In another, Mourinho brings in star striker Harry Kane for a frank conversation about the future in which he demonstrates exactly how savvy he is about his own brand. Acknowledging that Kane wants to be on the superstar level of footballers like Cristiano Ronaldo and Lionel Messi, Mourinho says that he is “a little bit like that as a coach,” and that he can use his knowhow to help Kane gain a higher profile. (Not for nothing: Kane subsequently became one of the League’s highest scorers, and is currently leading the competition for the “Golden Boot” goals award.)

As much as Mourinho can resent the outsized attention he gets from the press, he also knows exactly how to leverage it, and the Amazon cameras were there to document how every step of the way. In his time at Tottenham Hotspur, Mourinho’s tongue-in-cheek Instagram also gained 2 million followers ready to praise and/or deride him, depending on the day.

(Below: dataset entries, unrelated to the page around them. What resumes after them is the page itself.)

PR #278, opened 2024-09-24
Allow server operators to exempt some weapons from weapon stay

### LINKED ISSUE #65: DF server variable to exclude specific weapons from staying when weapon stay is enabled
Some kind of DF setting or mask to exclude specific weapons from staying, e.g.

`$DF WSExclude "Rail Driver, C4, Grenades, Rocket Launcher"`

GooberRF:
PR adds the `$DF Weapon Stay Exemptions` dedicated server config option, and resolves #65 

This is something that has been asked for _a lot_ by players over the past few years, particularly for the Rail Driver. The ability to treat the Rail Driver as a superweapon like the fusion, which is exempt from weapon stay by default, in theory might actually make the Rail Driver practical in a competitive setting.

I considered implementing this as simply a `$DF Rail Driver Is Superweapon` toggle, but given how relatively straightforward it was to also support the other weapons, I erred on the side of providing more (completely optional) gameplay customization opportunities to server operators, and expanded the capability to the other weapons.

### DIFF
--- a/game_patch/multi/server.cpp
+++ b/game_patch/multi/server.cpp
@@ -96,6 +96,34 @@ void load_additional_server_config(rf::Parser& parser)
         }
     }
 
+    if (parser.parse_optional("$DF Weapon Stay Exemptions:")) {
+        g_additional_server_config.weapon_stay_exemptions.enabled = parser.parse_bool();
+        if (parser.parse_optional("+Rocket Launcher:")) {
+            g_additional_server_config.weapon_stay_exemptions.rocket_launcher = parser.parse_bool();
+        }
+        if (parser.parse_optional("+Heavy Machine Gun:")) {
+            g_additional_server_config.weapon_stay_exemptions.heavy_machine_gun = parser.parse_bool();
+        }
+        if (parser.parse_optional("+Sniper Rifle:")) {
+            g_additional_server_config.weapon_stay_exemptions.sniper_rifle = parser.parse_bool();
+        }
+        if (parser.parse_optional("+Assault Rifle:")) {
+            g_additional_server_config.weapon_stay_exemptions.assault_rifle = parser.parse_bool();
+        }
+        if (parser.parse_optional("+Submachine Gun:")) {
+            g_additional_server_config.weapon_stay_exemptions.machine_pistol = parser.parse_bool();
+        }
+        if (parser.parse_optional("+Shotgun:")) {
+            g_additional_server_config.weapon_stay_exemptions.shotgun = parser.parse_bool();
+        }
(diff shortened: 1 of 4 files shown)


is-this-c:
Nitpick. But I think `exclude` or `exclusions` is better.

game_patch/multi/server.cpp
```diff
@@ -197,12 +243,83 @@ void load_additional_server_config(rf::Parser& parser)
...
+    {&WeaponStayExemptionConfig::grenade, 0x00872118},
+    {&WeaponStayExemptionConfig::remote_charge, 0x0087210C},
+    {&WeaponStayExemptionConfig::handgun, 0x00872114},
+    {&WeaponStayExemptionConfig::flamethrower, 0x0087243C},
+    {&WeaponStayExemptionConfig::riot_stick, 0x00872468},
+    {&WeaponStayExemptionConfig::riot_shield, 0x0085CCE4},
+    {&WeaponStayExemptionConfig::rail_gun, 0x00872124}};
+
+// declare optional vector for weapon stay exemptions
+std::optional<std::vector<uintptr_t>> weapon_stay_exempt_indexes;
```
rafalh, line 264: what's the point of making it an optional? Empty vector would have the same effect

game_patch/multi/server.cpp
```diff
@@ -197,12 +243,83 @@ void load_additional_server_config(rf::Parser& parser)
     }
 }
 
+// memory addresses for weapon stay exemption indexes
+constexpr std::pair<bool WeaponStayExemptionConfig::*, uintptr_t> weapon_exemptions[] = {
+    {&WeaponStayExemptionConfig::rocket_launcher, 0x00872458},
```
rafalh, line 248: there's really no need to have all those offsets hardcoded here. Just let the people configure list of class names, then at load time translate them to indices using `weapon_lookup_type`

game_patch/multi/server.cpp
```diff
@@ -96,6 +96,52 @@ void load_additional_server_config(rf::Parser& parser)
         }
     }
 
+    if (parser.parse_optional("$DF Weapon Stay Exemptions:")) {
```
rafalh, line 99: > Nitpick. But I think exclude or exclusions is better.

I don't like "exemptions" too. I think it's not a popular word. Excludes/exclusions sounds more familiar. 
Anyway it would make sense to include Fusion Launcher on that list by default and allow changing it to an empty list or whatever the server owner wants. Like if we are making it configurable, there is no reason to have Fusion as a special case.

rafalh (changes requested):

It makes sense that Amazon largely promoted “All or Nothing” series with Mourinho as its face, because millions of football fans across the world already know his face.

Neither the Amazon crew nor the Hotspur team could know exactly how tumultuous the ensuing season would be, especially once the pandemic halted games and made it impossible for fans to flood the shiny new stadium. But the series nonetheless demonstrates the club’s ambitions to be mentioned in the same breadth of the elite teams that now make up the proposed Super League — and to make for exciting entertainment, besides.

The day after the Super League was announced, Tottenham Hotspur fired Mourinho. He had been at the club for just over 18 months, struggling to get results out of a team through the pandemic and a weak defensive line that couldn’t nail his particular style of football, which became a particular sticking points in recent weeks. For as bombastic as Mourinho can be as a personality, his football is extremely tactical, defensive and calculating. He prefers a counter-attack to an all-out offensive, preferring to lock in the game with smart goals before keeping the other team from scoring. Diehard Spurs fans, stuck watching the games at home, were furious that their “beautiful game” had become something more cerebral than outright thrilling.

It’s hard to say if Mourinho would have done better at Spurs given more time and money to shape the team in his image. But it’s undeniable that once the novelty of his hiring wore off and the gameplay remained stagnant, he had, in a sense, worn out his immediate use. It’s difficult to imagine that the timing of Mourinho’s hiring, in a year set to be filmed by a rapt camera crew, was entirely accidental, or that his firing, a day after a contentious announcement and a week before a cup final, was entirely random. Mourinho needed a team to coach, and the Spurs club needed to bump up its profile. The two goals aligned perfectly — until they didn’t.

Looking back at the Amazon series with the benefit of hindsight, the series is almost more fascinating than it was originally. As with every other “All or Nothing” series — which has covered teams across rugby, soccer and football — the Hotspur edition purports to be an unprecedented look into the sport’s day-to-day operations. Instead, it ends up being a valuable encapsulation of how money and optics inform most everything the club does. From pushing the stadium to allow fans even as the pandemic worsened, to affording Pochettino a single interview after five and a half years of coaching, to the board making transfer decisions without the head coach as if balancing a checkbook instead of a team, “All or Nothing: Tottenham Hotspur” does, in fact, make plain how the aspiring franchise runs. In light of the Super League, however, they painted a far more unflattering picture than they realized.